Chemical formula: C₂₃H₂₃ClN₆O₂ Molecular mass: 450.93 g/mol
Daridorexant is a dual orexin receptor antagonist, acting on both orexin 1 and orexin 2 receptors and equipotent on both. The orexin neuropeptides (orexin A and orexin B) act on orexin receptors to promote wakefulness. Daridorexant antagonises the activation of orexin receptors by the orexin neuropeptides and consequently decreases the wake drive, allowing sleep to occur, without altering the proportion of sleep stages (as assessed by electroencephalographic recording in rodents or polysomnography in patients with insomnia).
Daridorexant is rapidly absorbed following oral administration and reaches peak plasma concentrations within 1–2 h. At an oral dose of 100 mg, daridorexant has an absolute bioavailability of 62%.
Daridorexant plasma exposure is dose proportional between 25 and 50 mg.
In healthy subjects, food did not affect total exposure. The tmax of 50 mg daridorexant was delayed by 1.3 h and Cmax decreased by 16% following administration of a high-fat and high-calorie meal.
Daridorexant has a volume of distribution of 31 L. Daridorexant is extensively bound (99.7%) to plasma proteins, mostly to albumin and to a lower extent to α-acid glycoprotein. The blood to plasma ratio is 0.64.
Daridorexant undergoes extensive metabolism and is primarily metabolised by CYP3A4 (89%). Other CYP enzymes are not of clinical relevance and individually contribute to less than 3% of metabolic clearance. None of the major human metabolites (M1, M3, and M10) contribute to the pharmacological effect of the medicinal product.
Daridorexant inhibits several CYP enzymes in vitro. The strongest inhibition was seen on CYP3A4 with a Ki of 4.6–4.8 µM. Inhibition of CYP2C8, CYP2C9, and CYP2C19 was less pronounced, with IC50 values in the range of 8.2–19 µM. Daridorexant induces CYP3A4 mRNA expression in human hepatocytes with an EC50 of 2.3 µM and, to a lesser extent, CYP2C9 and CYP2B6. Up-regulation of all CYP enzymes is mediated via activation of the PXR receptor with an EC50 of 3 µM. Daridorexant does not induce CYP1A2.
Daridorexant inhibits various transporters in vitro and had the strongest inhibitory effect on BCRP with an IC50 of 3.0 µM. Inhibition of other transporters including OATP, OAT3, OCT1, MATE-2K, MATE1, and P-gp/MDR1 was less pronounced, with IC50 values ranging from 8.4–71 µM.
The primary route of excretion is via faeces (approximately 57%), followed by urine (approximately 28%). Only traces of parent compound were found in urine and faeces.
The terminal half-life of daridorexant is approximately 8 hours.
The PK profile of daridorexant following multiple-dose administration showed similar PK parameters to those observed after single-dose administration. No accumulation was observed.
No clinically significant differences in the PK of daridorexant were detected based on age, sex, race, or body size.
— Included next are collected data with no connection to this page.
PR #105, opened 2025-03-24
Improve and add authentication to all the endpoints

GianlucaFicarelli:
- Add UserContext
- Add caching to reduce calls to KeyCloak
- Reuse the same instance of httpx.Client
- Add authentication to all the endpoints except /docs /health /version
- Allow to read public entities even when project-id isn't passed
- Introduce the role of service admin: service/entitycore/admin (needs updates to keycloak groups)
- Allow to write global resources only to the service admin role

More details in docs/authentication.md

### DIFF
--- a/docs/authentication.md
+++ b/docs/authentication.md
@@ -1,0 +1,61 @@
+# Authentication
+
+## General Rules
+
+- All endpoints require authentication with a valid token, except for the [unauthenticated endpoints](#unauthenticated-endpoints).
+- For authenticated endpoints:
+  - If `virtual-lab-id` and `project-id` are provided in the request headers, they are validated with Keycloak using the given token.
+  - If `virtual-lab-id` is provided without `project-id`, it is verified.
+  - If `project-id` is provided without `virtual-lab-id`, authentication fails.
+- Endpoints for [global resources](#endpoints-for-global-resources):
+  - Do not require `virtual-lab-id` or `project-id`.
+  - **Read** endpoints are accessible to all authenticated users.
+  - **Write** endpoints require the user to be a member of the [service admin group](#service-admin-group).
+- Endpoints for [project resources](#endpoints-for-project-resources):
+  - **Read** endpoints do not require `virtual-lab-id` or `project-id`, but:
+    - If neither is provided, only public resources are returned.
+    - If both are provided, both public and private resources are returned.
+  - **Write** endpoints require both `virtual-lab-id` and `project-id`.
+
+## Service Admin Group
+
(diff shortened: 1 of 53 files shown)


eleftherioszisis (approved):
Looks great!

docs/authentication.md
```diff
@@ -0,0 +1,61 @@
...
+  - **Write** endpoints require both `virtual-lab-id` and `project-id`.
+
+## Service Admin Group
+
+To call endpoints that modify global resources, the user must belong to a special Keycloak group: `/service/entitycore/admin`.
+
+## Caching
+
+Requests to Keycloak are cached using a Time-aware Least Recently Used (TLRU) cache.
+Similar to a TTL cache, this method assigns an expiration time to each item. However, in a TLRU cache, expiration time is determined individually for each item based on the token's expiration time, capped at the configured maximum TTL.
```
g-bar, line 27: Do we need to handle the case where the user logs out or their token gets revoked?

GianlucaFicarelli: An alternative could be to subscribe to Keycloak admin events, and process the deletion of tokens.

Side note, the cache is local the the service instance. If we deploy multiple instances:
- the user info are cached separately (and each instance needs to call Keycloak once for each token/vlab-id/proj-id)
- we need to invalidate the local cache in each of them

However, I think we can postpone cache improvements for later.

GianlucaFicarelli: Opened https://github.com/openbraininstitute/entitycore/issues/106

g-bar: Sounds good for now.

tests/conftest.py
```diff
@@ -51,19 +64,122 @@ def _create_buckets(s3):
...
 
 
+@pytest.fixture
+def client_no_auth(session_client, _override_check_user_info):
+    """Return a web client instance, not authenticated."""
+    return session_client
+
+
+@pytest.fixture
+def client_1(client_no_auth):
```
eleftherioszisis, line 156: Wouldn't `client_admin` and `client_user` or something along those lines be more clear?

GianlucaFicarelli: Yes it's probably clearer, although the main difference is that they specify different project-ids.
An alternative could be to define `client_1` and `client_2` and `client_admin`, where 1 and 2 aren't admin, but maybe we don't need this level of differentiation.

eleftherioszisis: Sure, that works too.

eleftherioszisis (approved):

PR #107, opened 2025-03-27
Allow downloading directory files

eleftherioszisis:
Files can be downloaded from directory assets with:
```
GET /{entity_type}/{entity_id}/assets/{asset_id}/download?asset_path=file.ext
```
`asset_path` is mandatory when the asset is a directory

### DIFF
--- a/app/routers/asset.py
+++ b/app/routers/asset.py
@@ -1,6 +1,7 @@
 """Generic asset routes."""
 
 import uuid
+from http import HTTPStatus
 from pathlib import Path
 from typing import Annotated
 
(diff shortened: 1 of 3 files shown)


app/routers/asset.py
```diff
@@ -127,8 +129,29 @@ def download_entity_asset(
...
+            raise ApiError(message=msg, error_code=ApiErrorCode.INVALID_REQUEST)
+        full_path = str(Path(asset.full_path, asset_path))
+    else:
+        if asset_path:
+            msg = "asset_path is only applicable when asset is a directory"
+            raise ApiError(
+                message=msg,
+                error_code=ApiErrorCode.INVALID_REQUEST,
+            )
+        full_path = asset.full_path
```
GianlucaFicarelli, line 150: Instead of returning http status code 400, we could return a more specific code, for example:
 
- if the asset is a directory and asset_path is not specified: 409 Conflict (the client thinks it's a file)
- if the asset is a file and asset_path is specified: 409 Conflict (the client thinks it's a directory)
- if asset_path isn't well formed: 422 Unprocessable Content (as a validation error)

Alternatively, we could return 422 for all of them, although the first two aren't exactly validation errors.
If we change it, we could update also the http status code returned by `upload_entity_asset` to make it consistent.

eleftherioszisis: I updated the errors. Is it better now?

GianlucaFicarelli (approved):

PR #109, opened 2025-03-31
Common endpoints

g-bar:


app/routers/common.py
```diff
@@ -1,139 +1,94 @@
...
+        if apply_operations:
+            query = apply_operations(query)
 
         row = db.execute(query).unique().scalar_one()
 
     return response_schema_class.model_validate(row)
 
 
-def router_create_one(
+def router_create_one[T: BaseModel](
```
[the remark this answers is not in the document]
g-bar: I tried parametrizing by [M: DeclarativeBase] too, but noticed that sq alchemy cannot infer the return type of db.execute so it wasn't very useful. 

What this one does is allows mypy to infer the type of the result on the caller to be 
ListReponse[EModelRead] for example instead of ListResponse[BaseModel]

app/routers/common.py
```diff
@@ -1,139 +1,94 @@
...
-    apply_filter_query_operations: Callable,
-    apply_data_query_operations: Callable,
+    with_search: Search,
+    facets: WithFacets,
+    aliases: Aliases,
+    apply_filter_query_operations: ApplyOperations,
+    apply_data_query_operations: ApplyOperations,
     pagination_request: PaginationQuery,
-    response_schema_class: type[ListResponse],
+    response_schema_class: type[ListResponse[T]],
```
eleftherioszisis, line 91: The Generic is so that mypy is happy with this, isn't it?

g-bar: Commented above

> What this one does is allows mypy to infer the type of the result on the caller to be 
> ListReponse[EModelRead] for example instead of ListResponse[BaseModel]

app/routers/common.py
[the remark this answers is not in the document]
eleftherioszisis: Yeah, I had issues with making that work too and ended up not specifying a subtype. Would it be ok to limit it to `read_many`, where it is needed for ListResponse?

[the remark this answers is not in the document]
g-bar: It's helful in the other ones too. Without the generic if you look at the inferred type on the emodel read one handler you get just BaseModel, with the generic you get EModelRead.

Capture d’écran 2025-03-31 à 13 52 26

Capture d’écran 2025-03-31 à 13 52 50

app/routers/common.py
```diff
@@ -174,7 +128,7 @@ def router_read_many(
     ).scalar_one()
 
     response = response_schema_class(
-        data=data,
+        data=cast("list[T]", data),
```
GianlucaFicarelli, line 131: Is the cast needed also if we add `.all()` to the query above?

app/routers/common.py
```diff
@@ -1,139 +1,94 @@
 import uuid
```
GianlucaFicarelli, line 1: I would move this file to app/service/common.py, because it's business logic that can be reused outside of the routers. The separation into 2 levels (routers/service) should be enough for the moment.

app/routers/common.py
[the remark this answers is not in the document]
eleftherioszisis: Ah I see. ok then, nvm :)

app/routers/memodel.py
```diff
@@ -58,45 +57,34 @@ def memodel_joinedloads(select: Select):
...
-        query = memodel_joinedloads(sa.select(MEModel).filter(MEModel.id == db_em.id))
-        return db.execute(query).unique().scalar_one()
+    return router_create_one(
+        db=db,
+        db_model_class=MEModel,
+        authorized_project_id=user_context.project_id,
+        response_schema_class=MEModelRead,
+        json_model=memodel,
+        apply_operations=memodel_joinedloads,
+        context_manager=ensure_authorized_references(
```
eleftherioszisis, line 84: In the end is this something that should be applied to all routers, or specific only to this one?

app/routers/memodel.py
```diff
@@ -47,8 +46,8 @@ def memodel_joinedloads(select: Select):
         joinedload(MEModel.emodel),
         joinedload(MEModel.morphology),
         joinedload(MEModel.brain_region),
-        selectinload(MEModel.contributions).joinedload(Contribution.agent),
-        selectinload(MEModel.contributions).joinedload(Contribution.role),
+        joinedload(MEModel.contributions).joinedload(Contribution.agent),
+        joinedload(MEModel.contributions).joinedload(Contribution.role),
```
GianlucaFicarelli, line 50: Why this has been changed from selectinload to joinedload?

app/routers/memodel.py
g-bar: I think for those that reference other entities, (i.e. those that use this trigger https://github.com/openbraininstitute/entitycore/blob/5df282596ea6b57a55fe18396590a71d3da1a660/app/db/triggers.py#L73) 
We could apply it everywhere since those that don't use the trigger wouldn't raise that exception, but I'm thinking it's helpful to parametrize if later some other routers use a different context_manager.

app/dependencies/common.py
```diff
@@ -55,4 +59,69 @@ def traverse(dependant: Dependant, params: dict[str, bool]) -> dict[str, bool]:
         )
 
 
+class FacetQueryParams(TypedDict):
+    id: InstrumentedAttribute[uuid.UUID] | InstrumentedAttribute[int]
+    label: InstrumentedAttribute[str]
+    type: NotRequired[InstrumentedAttribute[str]]
+
+
+def _get_facets(
```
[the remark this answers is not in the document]
GianlucaFicarelli: Thinking mroe about it, maybe it's better if we keep "service" for the intermediate level, and move the functions interacting with the queries in a separate module. "repository" is used for queries, but it follows a different pattern.
Maybe we can add a new module "query" or "queries", thoughts?

app/routers/common.py
```diff
@@ -147,20 +102,19 @@ def router_read_many(
...
-        filter_query,
-        db_model_class.description_vector,
-    )
-    distinct_ids_subquery = (
+
+    if issubclass(db_model_class, DescriptionVectorMixin):
+        filter_query = with_search(
+            filter_query,
+            db_model_class.description_vector,  # type:ignore[attr-defined]
+        )
```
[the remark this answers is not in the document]
g-bar: Yes, much better.

app/dependencies/common.py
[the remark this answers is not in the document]
g-bar: Queries sounds good to me, although not a strong preference. Maybe you can help with this change? I did this because you mentioned in a previous PR to move this away from app/routers/common.py , but I haven't put as much thought into it.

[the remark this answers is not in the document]
GianlucaFicarelli: Sure, let's keep those changes for a separate PR, I'll open it after this one is merged.

app/routers/memodel.py
g-bar: This one is used by the read_one endpoint, I defined another one below for the list endpoint which uses `selectin`.

My thinking is that for non-list view joinedload is ok for one-to-many, because one of the drawbacks of joinedload is that it will multiply the total rows that it fetches in a MxN way where M is the fetched selected rows and N the number of rows to join per record.

For one record you just have 1XN, so it's OK, otherwise you would do two queries one to fetch the MEModel and one to fetch the contributions in a  "select contributions where id in [list of ids]" fashion but the list of ids only contains 1 item.

GianlucaFicarelli: Yeah ok, we should verify if there is a difference in performance. If it's the same, I would lean towards using the same options in both the endpoints just for simplicity, but let's keep it as is for the moment.

app/routers/common.py
GianlucaFicarelli: To be done in a separate PR (see other comment)

eleftherioszisis (approved):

Limited PK data are available in patients older than 75 years.
Following administration of a single dose of 25 mg daridorexant, subjects with mild hepatic impairment (Child-Pugh score 5–6) had a similar exposure to unbound daridorexant compared to healthy subjects. In subjects with moderate hepatic impairment (Child-Pugh score 7–9), exposure to unbound daridorexant (AUC) and half-life increased by 1.6 times and 2.1 times, respectively, compared to healthy subjects.
Based on these results, a dose adjustment is recommended in patients with moderate hepatic impairment.
In patients with severe hepatic impairment (Child-Pugh score ≥ 10), daridorexant has not been studied and is not recommended.
Following administration of a single dose of 25 mg, the PK parameters of daridorexant were similar in subjects with severe renal impairment compared to healthy subjects.
Based on these results, daridorexant can be administered to patients with any degree of renal function impairment without the need for dose adjustment.
Nonclinical data reveal no special hazard for humans based on conventional studies of safety pharmacology, repeat-dose toxicity, genotoxicity, carcinogenic potential, toxicity to reproduction and development. Daridorexant also showed no signs indicative of abuse potential or physical dependence.
No adverse effects were observed in repeat-dose toxicity studies in rats and dogs at exposures that are 72 times and 14 times, respectively, the human exposure at the maximum recommended dose of 50 mg/day.
In dogs under positive stimulation at play, episodes of sudden muscle weakness, reminiscent of cataplexy, were observed as exaggerated pharmacological effects of daridorexant from Week 7 onwards and did not occur after treatment cessation. An overall no-observed-effect level was established at exposures that are 45 times (females) and 78 times (males) the human exposure at 50 mg/day for the free fraction.